If the project has a deploy path (SSH to a VPS, CI workflow, `deploy/` script, container rebuild), run it. The specific command is project-specific and should be documented in the project's `CLAUDE.md`, `README.md`, or a deploy script — read it there, don't guess.

If the change involves a schema migration or new config, run that first before restarting the service. Never use `kill -9` / `pkill -9` on a managed service; use the service's own stop/start or graceful-reload command.

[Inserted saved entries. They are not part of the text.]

PR #2979, opened 2026-03-06
feat: pulse CI failure pattern detection — identify systemic workflow bugs

### LINKED ISSUE #2975: feat: pulse CI failure pattern detection — identify systemic workflow bugs
## Problem

The pulse (Step 3, PRs section) treats all CI failures the same: dispatch a worker to fix it. For per-PR failures (code bugs, test failures), this works. For systemic failures (workflow bugs affecting ALL PRs identically), it's useless — the worker fixes code in the PR, not the workflow, and the same failure recurs on the next PR.

This was the root cause of GH#2973 going undetected: every PR had the same two failing checks (opencode-agent regex false positive + review-bot-gate concurrency cancellation), but the pulse never identified the pattern because it processes PRs individually without cross-PR correlation.

## Proposed Fix

Add a **CI failure pattern detection** step to the pulse, between the current PR processing and issue dispatch. The logic:

1. **Collect failing check names across all open PRs** in the pre-fetched state
2. **Identify checks that fail on 3+ PRs** — these are likely systemic, not per-PR
3. **For systemic failures**: file a single GitHub issue describing the pattern (check name, failure count, sample error), rather than dispatching N workers to fix N PRs individually
4. **For per-PR failures**: continue with the existing dispatch logic

This is a judgment call, not a deterministic rule — the pulse agent should read the check names and failure reasons, correlate across PRs, and decide whether the pattern is systemic. A check that fails on 8/10 PRs with the same error is clearly systemic. A check that fails on 2 PRs with different errors is likely per-PR.

## Implementation Location

Add to `pulse.md` Step 3, as a new subsection "### CI failure pattern detection" between the PR processing and issue dispatch sections. The pulse already has the pre-fetched state with check results per PR — it just needs to correlate them.

## Why This Matters

Without this, the pulse will continue to be blind to workflow-level bugs. The self-improvement signals in AGENTS.md mention "Multiple PRs fail CI with the same error pattern" but the pulse doesn't actually check for this pattern — it's guidance without implementation.

Ref: GH#2973 (the bug this would have caught)

marcusquinn:
## Summary

- Adds a new `### CI failure pattern detection` subsection to `pulse.md` Step 3 that correlates CI failures across PRs to detect workflow-level bugs
- When 3+ PRs share the same failing check name, the pulse files a single workflow-level issue instead of dispatching N individual fix workers
- Modifies the existing "Failing CI" bullet to cross-reference the new detection section before dispatching per-PR fix workers

## Problem

The pulse processed PRs individually without cross-PR correlation. When a workflow bug caused the same CI check to fail on all PRs (e.g., GH#2973: regex false positive + concurrency cancellation), the pulse dispatched individual fix workers for each PR — workers that tried to fix code when the problem was the CI configuration. This wasted worker slots and never fixed the root cause.

## Design decisions

- **Threshold of 3+ PRs**: Guideline, not hard rule — the pulse agent uses judgment (2 PRs with identical errors = probably systemic; 4 PRs with different errors = probably coincidence)
- **On-demand check fetching**: Individual check names are fetched via `gh pr checks` only when 3+ PRs are failing, avoiding unnecessary API calls on normal cycles
- **Rate limited**: Max 2 systemic CI issues per repo per pulse cycle
- **Dedup**: Checks for existing issues before creating new ones
- **Mixed handling**: PRs with both systemic and per-PR failures get fix workers for the per-PR failures only

Closes #2975

## Summary by CodeRabbit

* **Chores**
  * Enhanced CI failure handling with an intelligent pre-dispatch check that distinguishes between systemic workflow issues and per-PR problems, optimizing the dispatch process and reducing unnecessary worker invocations.

### DIFF
--- a/.agents/scripts/commands/pulse.md
+++ b/.agents/scripts/commands/pulse.md
@@ -122,7 +122,7 @@ Then skip to the next PR. The next pulse cycle will retry the permission check �
   - `SKIP` means the PR has a `skip-review-gate` label — it bypasses the bot gate only, NOT the review count requirement.
   - Skip the PR when the formal review count is 0, regardless of bot gate status.
 - **Green CI + zero reviews** → skip this cycle. Zero reviews means "not yet reviewed", NOT "clean to merge". Review bots typically post within 2-5 minutes. The next pulse will pick it up once a review exists.
-- **Failing CI or changes requested** → dispatch a worker to fix it (counts against worker slots)
+- **Failing CI or changes requested** → before dispatching a fix worker, check whether this is a systemic failure (see "CI failure pattern detection" below). If systemic, skip the per-PR dispatch — the workflow-level issue covers it. If per-PR, dispatch a worker to fix it (counts against worker slots).
 
 **For all PRs (regardless of author):**
 


marcusquinn:
This PR appears orphaned — no active worker process found and no activity for 6+ hours. Flagging for re-dispatch. If work is still in progress, remove the `status:orphaned` label.

marcusquinn:
The `Wait for AI Review Bots` check is failing due to a systemic workflow issue — bots are rate-limited and the workflow treats rate-limit notices as non-reviews. Tracked in #3005. This is not a code issue with this PR.

marcusquinn:
Re-ran 'Wait for AI Review Bots' check (stale failure from pre-fix workflow). PR #3006 merged the review-bot-gate rate-limit fix — this re-run uses the updated workflow on main.

marcusquinn:
Re-triggering review-bot-gate after GH#3007 fix (bidirectional prefix matching for CodeRabbit status context).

After the deploy completes, confirm:
- The service health check returns OK.
- The expected number of worker processes is running (if the project uses a worker model).
- No stack traces in the most recent log entries.

## 8. Verify production

Exercise the specific thing you changed against the live environment:
- API change: real HTTP call with real credentials, assert the response shape.
- UI change: Playwright MCP against the production URL, navigate to the changed page, 0 console errors.
- Background-job change: submit a real small job and confirm it completes.

Reuse the project's permanent test account or staging credentials — never create ad-hoc accounts.

If verification fails:
- Minor issue (copy, layout nit): fix forward in a new cycle.
- Regression that breaks existing users: revert the deploy (`git revert HEAD; git push`, then re-run the deploy command) and file the proper fix as the next cycle's work.

## 9. Done

The cycle is complete when:
- All new and existing tests pass locally.
- The commit is pushed.
- The deploy completed and the service is healthy.
- The changed behavior is verified live.
- The spec reflects the new state.

Report a terse summary to the user: commit SHA, one-line description, test-count delta, production verification result. No follow-up question.